*** Opening of Listed records ***

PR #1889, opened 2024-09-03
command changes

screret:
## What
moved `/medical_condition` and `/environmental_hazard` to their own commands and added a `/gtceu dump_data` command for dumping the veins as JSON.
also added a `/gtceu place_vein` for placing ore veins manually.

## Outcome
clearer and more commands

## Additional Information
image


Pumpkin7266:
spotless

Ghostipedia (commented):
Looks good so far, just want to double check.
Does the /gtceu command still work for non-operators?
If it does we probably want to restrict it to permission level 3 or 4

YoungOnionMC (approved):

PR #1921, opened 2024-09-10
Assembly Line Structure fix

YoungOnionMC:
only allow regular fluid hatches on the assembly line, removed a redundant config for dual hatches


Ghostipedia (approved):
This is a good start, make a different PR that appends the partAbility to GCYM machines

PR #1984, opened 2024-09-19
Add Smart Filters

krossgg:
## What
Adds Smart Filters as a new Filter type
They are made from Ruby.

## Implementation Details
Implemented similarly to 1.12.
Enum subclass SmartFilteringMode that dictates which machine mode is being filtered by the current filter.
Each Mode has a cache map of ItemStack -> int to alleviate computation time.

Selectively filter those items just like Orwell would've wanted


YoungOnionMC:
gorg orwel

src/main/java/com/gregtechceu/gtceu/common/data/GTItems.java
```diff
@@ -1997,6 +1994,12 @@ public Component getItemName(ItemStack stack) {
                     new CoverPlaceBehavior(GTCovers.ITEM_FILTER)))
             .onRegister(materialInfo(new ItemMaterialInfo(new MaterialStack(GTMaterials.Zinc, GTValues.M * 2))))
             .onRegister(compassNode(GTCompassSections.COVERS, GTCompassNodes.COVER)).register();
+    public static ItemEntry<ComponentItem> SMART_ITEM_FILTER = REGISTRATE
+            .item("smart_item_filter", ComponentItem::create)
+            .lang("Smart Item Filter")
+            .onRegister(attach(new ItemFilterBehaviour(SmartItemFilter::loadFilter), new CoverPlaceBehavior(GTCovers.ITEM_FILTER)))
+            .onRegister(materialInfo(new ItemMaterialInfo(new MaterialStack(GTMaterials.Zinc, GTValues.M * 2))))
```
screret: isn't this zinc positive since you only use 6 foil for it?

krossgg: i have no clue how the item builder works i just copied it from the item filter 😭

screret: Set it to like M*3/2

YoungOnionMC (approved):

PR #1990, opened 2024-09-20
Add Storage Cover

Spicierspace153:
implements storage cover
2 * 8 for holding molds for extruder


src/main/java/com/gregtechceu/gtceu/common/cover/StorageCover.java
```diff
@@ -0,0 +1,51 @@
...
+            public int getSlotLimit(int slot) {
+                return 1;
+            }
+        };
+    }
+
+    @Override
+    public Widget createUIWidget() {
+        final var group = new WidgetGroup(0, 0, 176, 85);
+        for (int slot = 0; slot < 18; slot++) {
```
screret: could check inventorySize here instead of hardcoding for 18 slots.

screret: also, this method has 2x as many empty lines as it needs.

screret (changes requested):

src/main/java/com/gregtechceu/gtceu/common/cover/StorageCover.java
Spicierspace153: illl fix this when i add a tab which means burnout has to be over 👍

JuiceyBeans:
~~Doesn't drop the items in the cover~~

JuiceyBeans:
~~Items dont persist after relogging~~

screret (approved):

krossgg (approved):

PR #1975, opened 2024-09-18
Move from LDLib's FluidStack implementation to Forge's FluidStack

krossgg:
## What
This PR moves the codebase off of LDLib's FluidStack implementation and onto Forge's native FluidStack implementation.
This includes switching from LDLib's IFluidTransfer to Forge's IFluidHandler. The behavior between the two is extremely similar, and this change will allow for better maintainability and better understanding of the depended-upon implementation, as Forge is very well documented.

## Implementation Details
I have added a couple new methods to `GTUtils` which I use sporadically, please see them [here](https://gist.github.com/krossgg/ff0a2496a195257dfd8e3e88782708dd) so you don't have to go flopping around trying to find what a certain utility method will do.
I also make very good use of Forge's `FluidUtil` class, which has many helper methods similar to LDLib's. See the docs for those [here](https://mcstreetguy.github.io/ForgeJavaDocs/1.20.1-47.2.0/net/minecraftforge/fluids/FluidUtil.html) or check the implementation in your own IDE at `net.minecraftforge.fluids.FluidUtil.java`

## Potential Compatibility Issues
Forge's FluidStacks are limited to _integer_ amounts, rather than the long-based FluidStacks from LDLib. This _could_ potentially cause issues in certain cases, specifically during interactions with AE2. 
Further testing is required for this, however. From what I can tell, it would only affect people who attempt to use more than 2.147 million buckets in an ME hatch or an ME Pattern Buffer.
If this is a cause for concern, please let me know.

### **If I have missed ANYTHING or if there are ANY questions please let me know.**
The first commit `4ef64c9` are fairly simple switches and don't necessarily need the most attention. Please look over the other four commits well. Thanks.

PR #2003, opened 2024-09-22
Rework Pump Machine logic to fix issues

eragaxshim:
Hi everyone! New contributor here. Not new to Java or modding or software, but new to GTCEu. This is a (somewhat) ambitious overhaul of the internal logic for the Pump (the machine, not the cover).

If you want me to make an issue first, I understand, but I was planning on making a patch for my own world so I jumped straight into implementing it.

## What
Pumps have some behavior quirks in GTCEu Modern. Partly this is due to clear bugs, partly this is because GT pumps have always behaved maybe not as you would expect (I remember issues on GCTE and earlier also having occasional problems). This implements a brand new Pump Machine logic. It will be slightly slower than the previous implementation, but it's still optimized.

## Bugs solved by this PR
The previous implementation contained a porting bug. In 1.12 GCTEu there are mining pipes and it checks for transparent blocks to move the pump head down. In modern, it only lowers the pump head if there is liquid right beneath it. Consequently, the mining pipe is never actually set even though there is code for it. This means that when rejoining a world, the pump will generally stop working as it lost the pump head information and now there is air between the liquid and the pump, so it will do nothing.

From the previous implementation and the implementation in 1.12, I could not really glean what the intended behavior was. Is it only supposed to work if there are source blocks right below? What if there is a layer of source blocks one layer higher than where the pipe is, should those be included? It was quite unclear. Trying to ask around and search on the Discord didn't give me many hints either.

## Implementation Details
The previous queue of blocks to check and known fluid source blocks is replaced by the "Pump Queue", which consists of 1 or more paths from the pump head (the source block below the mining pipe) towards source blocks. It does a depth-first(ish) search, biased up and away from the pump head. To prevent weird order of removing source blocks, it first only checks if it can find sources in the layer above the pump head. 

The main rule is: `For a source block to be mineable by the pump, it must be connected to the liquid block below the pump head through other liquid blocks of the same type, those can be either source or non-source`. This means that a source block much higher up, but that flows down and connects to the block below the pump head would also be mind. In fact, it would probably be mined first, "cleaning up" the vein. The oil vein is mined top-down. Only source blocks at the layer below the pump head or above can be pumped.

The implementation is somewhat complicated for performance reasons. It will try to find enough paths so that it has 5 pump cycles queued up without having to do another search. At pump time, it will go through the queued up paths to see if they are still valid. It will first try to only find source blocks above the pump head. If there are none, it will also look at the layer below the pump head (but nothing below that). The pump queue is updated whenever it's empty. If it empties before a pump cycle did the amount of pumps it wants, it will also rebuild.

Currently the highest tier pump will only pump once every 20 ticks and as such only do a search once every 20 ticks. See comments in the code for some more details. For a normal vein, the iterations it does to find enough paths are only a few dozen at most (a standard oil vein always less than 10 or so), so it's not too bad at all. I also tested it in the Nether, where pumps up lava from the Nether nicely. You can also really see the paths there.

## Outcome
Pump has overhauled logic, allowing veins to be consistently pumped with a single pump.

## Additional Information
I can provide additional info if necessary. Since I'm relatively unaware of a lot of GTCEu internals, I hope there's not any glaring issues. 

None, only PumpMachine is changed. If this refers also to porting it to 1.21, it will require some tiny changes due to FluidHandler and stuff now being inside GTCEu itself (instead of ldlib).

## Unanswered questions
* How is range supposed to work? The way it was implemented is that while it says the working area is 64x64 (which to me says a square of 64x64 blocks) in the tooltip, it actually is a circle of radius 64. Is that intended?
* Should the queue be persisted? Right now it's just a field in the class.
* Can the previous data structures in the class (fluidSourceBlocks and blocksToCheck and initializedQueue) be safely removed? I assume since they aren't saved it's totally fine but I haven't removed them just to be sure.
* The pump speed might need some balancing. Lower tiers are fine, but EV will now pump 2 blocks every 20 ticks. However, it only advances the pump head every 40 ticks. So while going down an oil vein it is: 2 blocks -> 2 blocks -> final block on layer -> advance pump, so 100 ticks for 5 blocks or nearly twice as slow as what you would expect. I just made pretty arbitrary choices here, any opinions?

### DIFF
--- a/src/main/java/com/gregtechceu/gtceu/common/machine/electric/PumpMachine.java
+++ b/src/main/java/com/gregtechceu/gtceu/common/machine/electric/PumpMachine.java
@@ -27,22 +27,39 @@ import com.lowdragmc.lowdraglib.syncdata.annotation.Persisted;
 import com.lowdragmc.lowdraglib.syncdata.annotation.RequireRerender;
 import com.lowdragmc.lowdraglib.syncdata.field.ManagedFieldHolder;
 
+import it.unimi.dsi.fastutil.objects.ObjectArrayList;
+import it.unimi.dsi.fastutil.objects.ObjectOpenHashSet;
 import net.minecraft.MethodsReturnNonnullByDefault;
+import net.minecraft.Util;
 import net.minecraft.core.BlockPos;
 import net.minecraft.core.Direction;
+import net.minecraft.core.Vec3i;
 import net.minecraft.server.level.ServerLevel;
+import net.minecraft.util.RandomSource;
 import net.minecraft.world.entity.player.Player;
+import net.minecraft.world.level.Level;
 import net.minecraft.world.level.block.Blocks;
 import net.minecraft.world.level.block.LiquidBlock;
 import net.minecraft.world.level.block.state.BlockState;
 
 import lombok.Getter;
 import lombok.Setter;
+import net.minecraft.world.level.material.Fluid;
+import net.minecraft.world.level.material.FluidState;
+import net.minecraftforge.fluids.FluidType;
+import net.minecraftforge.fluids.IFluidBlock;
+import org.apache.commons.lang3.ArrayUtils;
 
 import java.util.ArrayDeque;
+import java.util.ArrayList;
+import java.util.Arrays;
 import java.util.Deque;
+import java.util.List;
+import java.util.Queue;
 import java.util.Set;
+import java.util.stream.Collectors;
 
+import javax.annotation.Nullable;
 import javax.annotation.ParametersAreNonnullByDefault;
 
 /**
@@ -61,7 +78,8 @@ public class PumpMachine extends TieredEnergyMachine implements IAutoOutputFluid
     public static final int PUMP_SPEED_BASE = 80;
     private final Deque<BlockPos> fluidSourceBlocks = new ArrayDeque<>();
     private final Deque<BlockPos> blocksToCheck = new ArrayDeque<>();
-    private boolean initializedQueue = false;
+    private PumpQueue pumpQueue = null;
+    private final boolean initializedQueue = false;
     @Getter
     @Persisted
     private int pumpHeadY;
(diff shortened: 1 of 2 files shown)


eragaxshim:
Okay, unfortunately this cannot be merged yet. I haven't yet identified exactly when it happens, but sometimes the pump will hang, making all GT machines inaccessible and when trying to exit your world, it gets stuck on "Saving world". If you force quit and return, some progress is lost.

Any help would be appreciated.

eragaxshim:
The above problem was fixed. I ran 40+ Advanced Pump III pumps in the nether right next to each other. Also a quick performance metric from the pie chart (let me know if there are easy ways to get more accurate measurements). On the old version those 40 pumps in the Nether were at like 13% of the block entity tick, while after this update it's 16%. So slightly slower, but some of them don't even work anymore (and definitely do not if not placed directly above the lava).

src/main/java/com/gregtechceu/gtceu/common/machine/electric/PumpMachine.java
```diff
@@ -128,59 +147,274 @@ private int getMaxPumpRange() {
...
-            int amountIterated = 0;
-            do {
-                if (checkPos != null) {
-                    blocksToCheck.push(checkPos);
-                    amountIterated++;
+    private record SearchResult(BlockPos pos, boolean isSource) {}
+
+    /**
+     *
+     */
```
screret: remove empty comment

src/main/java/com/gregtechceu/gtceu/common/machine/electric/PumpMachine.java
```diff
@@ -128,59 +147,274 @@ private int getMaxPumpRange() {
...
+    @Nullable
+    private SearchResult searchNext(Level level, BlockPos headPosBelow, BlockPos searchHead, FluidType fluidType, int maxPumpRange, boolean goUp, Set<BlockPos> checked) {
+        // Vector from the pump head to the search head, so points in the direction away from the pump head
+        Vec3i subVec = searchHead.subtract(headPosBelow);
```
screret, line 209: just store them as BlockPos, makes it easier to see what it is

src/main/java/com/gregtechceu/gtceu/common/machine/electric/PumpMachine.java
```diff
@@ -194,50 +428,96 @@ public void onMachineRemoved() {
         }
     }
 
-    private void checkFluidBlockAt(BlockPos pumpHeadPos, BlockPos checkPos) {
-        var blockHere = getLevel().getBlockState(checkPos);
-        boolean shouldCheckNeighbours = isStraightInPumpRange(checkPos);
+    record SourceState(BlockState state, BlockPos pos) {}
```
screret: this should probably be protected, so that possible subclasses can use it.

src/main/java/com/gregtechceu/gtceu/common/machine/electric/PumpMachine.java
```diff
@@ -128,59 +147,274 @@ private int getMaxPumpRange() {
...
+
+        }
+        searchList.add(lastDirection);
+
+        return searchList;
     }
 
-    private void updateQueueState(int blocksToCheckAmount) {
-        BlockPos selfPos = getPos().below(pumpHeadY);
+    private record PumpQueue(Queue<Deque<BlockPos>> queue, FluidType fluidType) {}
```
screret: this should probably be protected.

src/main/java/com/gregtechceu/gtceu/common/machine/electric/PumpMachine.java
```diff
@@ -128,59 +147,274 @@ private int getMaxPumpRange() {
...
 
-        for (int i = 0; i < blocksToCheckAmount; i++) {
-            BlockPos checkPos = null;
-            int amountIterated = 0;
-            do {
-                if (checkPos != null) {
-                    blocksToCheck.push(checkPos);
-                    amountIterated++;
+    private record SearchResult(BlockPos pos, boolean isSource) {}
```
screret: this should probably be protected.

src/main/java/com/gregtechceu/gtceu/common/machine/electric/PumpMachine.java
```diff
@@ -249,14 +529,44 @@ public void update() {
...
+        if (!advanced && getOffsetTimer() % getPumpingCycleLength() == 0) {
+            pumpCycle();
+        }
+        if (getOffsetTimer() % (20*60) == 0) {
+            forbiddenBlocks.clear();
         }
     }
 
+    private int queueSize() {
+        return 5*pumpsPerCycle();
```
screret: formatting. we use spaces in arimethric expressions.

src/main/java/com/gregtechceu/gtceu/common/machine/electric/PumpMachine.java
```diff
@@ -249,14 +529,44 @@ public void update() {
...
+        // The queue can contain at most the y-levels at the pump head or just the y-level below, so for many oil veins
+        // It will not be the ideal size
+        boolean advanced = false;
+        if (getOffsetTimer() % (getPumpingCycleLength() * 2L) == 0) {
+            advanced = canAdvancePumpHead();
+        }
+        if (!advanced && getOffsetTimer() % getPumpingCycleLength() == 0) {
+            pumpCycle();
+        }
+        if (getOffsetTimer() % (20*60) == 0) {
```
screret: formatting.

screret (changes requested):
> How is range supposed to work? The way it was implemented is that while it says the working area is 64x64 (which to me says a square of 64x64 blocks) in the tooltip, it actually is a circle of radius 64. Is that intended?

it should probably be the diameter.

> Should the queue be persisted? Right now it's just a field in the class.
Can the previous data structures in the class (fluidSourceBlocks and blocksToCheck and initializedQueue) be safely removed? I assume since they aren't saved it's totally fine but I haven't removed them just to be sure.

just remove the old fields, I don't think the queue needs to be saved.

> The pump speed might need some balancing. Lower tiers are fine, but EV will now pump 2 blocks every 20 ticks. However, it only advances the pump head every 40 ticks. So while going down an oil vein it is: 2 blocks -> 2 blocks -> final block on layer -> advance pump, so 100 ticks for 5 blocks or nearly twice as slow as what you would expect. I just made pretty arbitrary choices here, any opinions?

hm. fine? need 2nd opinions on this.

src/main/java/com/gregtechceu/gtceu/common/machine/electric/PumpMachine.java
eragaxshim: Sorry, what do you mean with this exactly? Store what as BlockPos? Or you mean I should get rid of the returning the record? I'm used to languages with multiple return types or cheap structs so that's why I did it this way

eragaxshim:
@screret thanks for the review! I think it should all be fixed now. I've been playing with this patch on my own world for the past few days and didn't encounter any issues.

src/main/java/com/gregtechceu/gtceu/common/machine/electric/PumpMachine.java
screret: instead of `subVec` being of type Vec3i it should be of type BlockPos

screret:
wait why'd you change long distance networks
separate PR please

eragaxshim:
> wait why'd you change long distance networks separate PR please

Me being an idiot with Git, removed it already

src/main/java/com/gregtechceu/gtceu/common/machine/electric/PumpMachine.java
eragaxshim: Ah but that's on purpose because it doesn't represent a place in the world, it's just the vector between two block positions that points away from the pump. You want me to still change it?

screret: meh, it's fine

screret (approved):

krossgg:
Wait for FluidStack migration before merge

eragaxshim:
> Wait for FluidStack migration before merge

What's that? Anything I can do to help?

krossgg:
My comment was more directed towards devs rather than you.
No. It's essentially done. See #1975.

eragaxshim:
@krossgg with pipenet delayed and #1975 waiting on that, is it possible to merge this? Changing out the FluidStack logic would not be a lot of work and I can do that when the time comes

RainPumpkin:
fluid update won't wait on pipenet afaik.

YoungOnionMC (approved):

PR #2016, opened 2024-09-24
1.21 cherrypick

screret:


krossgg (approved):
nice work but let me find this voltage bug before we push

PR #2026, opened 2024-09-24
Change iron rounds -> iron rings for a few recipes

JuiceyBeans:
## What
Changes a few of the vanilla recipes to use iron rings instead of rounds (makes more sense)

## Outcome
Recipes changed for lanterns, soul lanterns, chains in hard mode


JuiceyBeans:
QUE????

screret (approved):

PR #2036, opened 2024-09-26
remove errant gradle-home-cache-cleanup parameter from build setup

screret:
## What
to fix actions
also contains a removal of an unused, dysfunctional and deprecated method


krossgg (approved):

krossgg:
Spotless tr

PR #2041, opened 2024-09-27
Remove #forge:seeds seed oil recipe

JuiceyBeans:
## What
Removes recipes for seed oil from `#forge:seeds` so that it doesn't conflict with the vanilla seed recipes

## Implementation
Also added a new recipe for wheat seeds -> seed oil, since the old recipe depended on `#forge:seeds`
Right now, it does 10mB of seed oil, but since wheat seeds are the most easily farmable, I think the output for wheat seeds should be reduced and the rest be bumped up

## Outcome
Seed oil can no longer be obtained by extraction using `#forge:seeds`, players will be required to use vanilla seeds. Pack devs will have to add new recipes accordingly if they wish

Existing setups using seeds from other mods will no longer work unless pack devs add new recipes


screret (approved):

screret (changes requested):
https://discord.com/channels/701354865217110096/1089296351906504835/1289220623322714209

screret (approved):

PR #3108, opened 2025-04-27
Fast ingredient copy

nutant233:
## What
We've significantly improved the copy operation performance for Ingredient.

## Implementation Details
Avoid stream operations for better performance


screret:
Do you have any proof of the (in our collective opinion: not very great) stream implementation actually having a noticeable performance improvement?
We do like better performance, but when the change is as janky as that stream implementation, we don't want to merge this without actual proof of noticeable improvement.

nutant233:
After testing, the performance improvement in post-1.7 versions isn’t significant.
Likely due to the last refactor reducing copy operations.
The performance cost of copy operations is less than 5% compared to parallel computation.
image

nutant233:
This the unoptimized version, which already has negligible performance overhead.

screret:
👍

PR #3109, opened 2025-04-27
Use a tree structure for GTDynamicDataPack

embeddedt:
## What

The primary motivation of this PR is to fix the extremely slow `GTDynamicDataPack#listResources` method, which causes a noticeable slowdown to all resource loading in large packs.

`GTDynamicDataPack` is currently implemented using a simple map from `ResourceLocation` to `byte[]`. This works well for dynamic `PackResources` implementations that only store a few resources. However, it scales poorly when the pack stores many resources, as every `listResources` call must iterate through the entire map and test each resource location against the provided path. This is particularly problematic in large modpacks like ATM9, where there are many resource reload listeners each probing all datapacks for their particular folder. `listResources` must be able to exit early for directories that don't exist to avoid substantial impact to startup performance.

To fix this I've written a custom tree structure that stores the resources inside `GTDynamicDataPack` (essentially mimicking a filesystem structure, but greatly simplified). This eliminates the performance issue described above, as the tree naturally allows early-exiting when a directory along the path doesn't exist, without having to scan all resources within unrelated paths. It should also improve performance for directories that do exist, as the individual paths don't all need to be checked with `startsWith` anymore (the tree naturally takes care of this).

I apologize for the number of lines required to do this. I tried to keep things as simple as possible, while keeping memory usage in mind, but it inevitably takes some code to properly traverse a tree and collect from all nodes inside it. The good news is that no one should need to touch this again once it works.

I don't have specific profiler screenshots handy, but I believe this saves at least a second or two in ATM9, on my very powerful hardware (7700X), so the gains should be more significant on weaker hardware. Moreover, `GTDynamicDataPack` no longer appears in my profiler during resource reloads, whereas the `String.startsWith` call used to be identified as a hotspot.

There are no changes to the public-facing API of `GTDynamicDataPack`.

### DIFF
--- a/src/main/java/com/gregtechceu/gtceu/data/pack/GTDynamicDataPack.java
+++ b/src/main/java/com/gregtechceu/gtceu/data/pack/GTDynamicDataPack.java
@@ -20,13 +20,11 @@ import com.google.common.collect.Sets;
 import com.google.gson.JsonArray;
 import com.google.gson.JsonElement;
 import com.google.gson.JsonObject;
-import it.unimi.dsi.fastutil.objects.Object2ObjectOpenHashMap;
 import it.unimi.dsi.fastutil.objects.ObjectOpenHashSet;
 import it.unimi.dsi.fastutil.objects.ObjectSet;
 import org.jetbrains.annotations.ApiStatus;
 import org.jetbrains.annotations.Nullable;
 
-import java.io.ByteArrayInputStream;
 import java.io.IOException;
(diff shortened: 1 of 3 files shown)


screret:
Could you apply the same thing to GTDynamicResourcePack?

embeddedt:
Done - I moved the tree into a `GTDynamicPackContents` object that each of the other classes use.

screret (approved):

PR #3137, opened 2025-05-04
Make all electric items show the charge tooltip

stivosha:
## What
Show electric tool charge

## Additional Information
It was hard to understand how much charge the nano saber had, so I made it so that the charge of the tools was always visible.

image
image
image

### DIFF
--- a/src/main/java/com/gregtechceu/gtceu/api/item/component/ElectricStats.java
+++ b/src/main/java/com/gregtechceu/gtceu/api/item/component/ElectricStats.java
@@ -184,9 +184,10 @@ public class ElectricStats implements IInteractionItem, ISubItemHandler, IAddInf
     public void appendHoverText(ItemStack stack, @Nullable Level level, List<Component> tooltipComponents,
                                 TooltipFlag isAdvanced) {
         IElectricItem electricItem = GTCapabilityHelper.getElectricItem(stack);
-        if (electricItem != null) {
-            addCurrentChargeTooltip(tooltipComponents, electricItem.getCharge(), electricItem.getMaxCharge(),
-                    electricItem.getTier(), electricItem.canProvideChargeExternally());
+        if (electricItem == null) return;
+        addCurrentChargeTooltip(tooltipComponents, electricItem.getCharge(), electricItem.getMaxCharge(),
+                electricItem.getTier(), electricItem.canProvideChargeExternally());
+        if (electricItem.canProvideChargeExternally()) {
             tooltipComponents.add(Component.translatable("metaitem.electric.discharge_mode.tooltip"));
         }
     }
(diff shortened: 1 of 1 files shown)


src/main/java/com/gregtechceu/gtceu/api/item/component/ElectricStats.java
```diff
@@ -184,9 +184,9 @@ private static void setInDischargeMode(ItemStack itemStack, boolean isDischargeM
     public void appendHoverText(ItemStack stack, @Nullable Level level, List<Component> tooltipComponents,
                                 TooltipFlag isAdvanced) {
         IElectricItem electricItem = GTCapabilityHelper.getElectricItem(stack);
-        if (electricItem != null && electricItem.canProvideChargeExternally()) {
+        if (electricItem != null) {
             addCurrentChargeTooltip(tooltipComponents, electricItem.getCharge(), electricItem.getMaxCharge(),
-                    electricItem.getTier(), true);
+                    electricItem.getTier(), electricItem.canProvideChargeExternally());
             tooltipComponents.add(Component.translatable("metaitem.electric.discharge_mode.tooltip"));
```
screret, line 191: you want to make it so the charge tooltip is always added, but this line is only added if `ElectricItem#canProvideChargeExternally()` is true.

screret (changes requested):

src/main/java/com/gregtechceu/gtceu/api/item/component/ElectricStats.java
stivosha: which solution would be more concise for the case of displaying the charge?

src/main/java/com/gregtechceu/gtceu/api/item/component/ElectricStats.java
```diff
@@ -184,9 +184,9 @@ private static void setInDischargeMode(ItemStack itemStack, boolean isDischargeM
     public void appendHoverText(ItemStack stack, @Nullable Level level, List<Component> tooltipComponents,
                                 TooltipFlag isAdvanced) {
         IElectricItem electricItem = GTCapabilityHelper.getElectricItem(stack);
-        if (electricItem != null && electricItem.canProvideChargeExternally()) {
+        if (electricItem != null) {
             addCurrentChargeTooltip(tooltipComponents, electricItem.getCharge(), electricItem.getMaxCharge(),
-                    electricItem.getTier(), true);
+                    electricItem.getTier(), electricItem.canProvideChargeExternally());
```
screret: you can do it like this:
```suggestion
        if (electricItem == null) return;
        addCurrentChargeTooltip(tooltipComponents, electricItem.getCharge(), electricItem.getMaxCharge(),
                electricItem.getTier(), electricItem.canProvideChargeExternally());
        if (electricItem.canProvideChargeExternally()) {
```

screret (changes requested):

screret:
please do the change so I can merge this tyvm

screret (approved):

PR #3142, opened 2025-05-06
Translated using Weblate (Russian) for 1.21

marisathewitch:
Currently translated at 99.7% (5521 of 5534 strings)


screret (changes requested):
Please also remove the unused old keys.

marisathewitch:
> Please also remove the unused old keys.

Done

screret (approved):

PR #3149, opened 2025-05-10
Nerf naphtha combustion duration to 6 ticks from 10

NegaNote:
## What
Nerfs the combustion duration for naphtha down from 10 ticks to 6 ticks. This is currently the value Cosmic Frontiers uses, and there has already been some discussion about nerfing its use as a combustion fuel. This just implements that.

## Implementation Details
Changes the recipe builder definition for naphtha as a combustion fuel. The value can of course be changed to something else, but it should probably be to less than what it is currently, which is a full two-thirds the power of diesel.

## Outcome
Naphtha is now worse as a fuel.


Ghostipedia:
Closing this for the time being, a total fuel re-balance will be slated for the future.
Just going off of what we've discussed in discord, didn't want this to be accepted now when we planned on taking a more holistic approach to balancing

*** Close of Listed records ***

## Task requirements
Find the word "javax" in the listing above. Copy each line where it appears.

## Response
+import javax.annotation.Nullable;
 import javax.annotation.ParametersAreNonnullByDefault;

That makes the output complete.